**Recorded information**

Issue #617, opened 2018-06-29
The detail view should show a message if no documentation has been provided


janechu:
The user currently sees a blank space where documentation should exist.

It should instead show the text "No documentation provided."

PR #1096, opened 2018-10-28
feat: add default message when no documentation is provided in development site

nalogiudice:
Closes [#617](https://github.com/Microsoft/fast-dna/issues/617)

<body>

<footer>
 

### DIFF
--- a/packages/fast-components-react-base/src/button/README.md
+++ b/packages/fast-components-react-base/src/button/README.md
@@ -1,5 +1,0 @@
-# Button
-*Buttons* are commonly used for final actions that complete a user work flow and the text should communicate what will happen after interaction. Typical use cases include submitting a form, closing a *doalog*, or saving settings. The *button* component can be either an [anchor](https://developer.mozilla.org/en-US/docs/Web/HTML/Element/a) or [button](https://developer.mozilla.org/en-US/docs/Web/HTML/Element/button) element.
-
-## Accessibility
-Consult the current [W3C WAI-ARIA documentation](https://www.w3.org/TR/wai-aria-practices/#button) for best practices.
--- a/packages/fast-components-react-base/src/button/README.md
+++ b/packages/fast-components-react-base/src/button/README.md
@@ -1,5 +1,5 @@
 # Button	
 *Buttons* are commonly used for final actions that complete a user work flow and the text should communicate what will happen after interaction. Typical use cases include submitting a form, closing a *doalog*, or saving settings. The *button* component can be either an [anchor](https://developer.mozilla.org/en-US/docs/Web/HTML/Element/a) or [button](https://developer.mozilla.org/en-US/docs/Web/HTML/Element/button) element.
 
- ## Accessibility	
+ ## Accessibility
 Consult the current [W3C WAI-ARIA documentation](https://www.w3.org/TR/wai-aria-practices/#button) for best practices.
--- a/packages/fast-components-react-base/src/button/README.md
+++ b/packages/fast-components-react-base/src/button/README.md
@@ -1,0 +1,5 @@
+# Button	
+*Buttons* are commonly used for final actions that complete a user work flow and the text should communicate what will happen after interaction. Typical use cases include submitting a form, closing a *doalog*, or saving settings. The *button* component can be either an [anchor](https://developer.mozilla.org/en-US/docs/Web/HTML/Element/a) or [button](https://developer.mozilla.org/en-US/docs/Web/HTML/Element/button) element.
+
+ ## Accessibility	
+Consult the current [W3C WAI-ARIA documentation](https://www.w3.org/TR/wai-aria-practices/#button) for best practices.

**About this task**
Find the word "message" in the listing and copy each line that contains it.

**Completed exercise**
The detail view should show a message if no documentation has been provided
feat: add default message when no documentation is provided in development site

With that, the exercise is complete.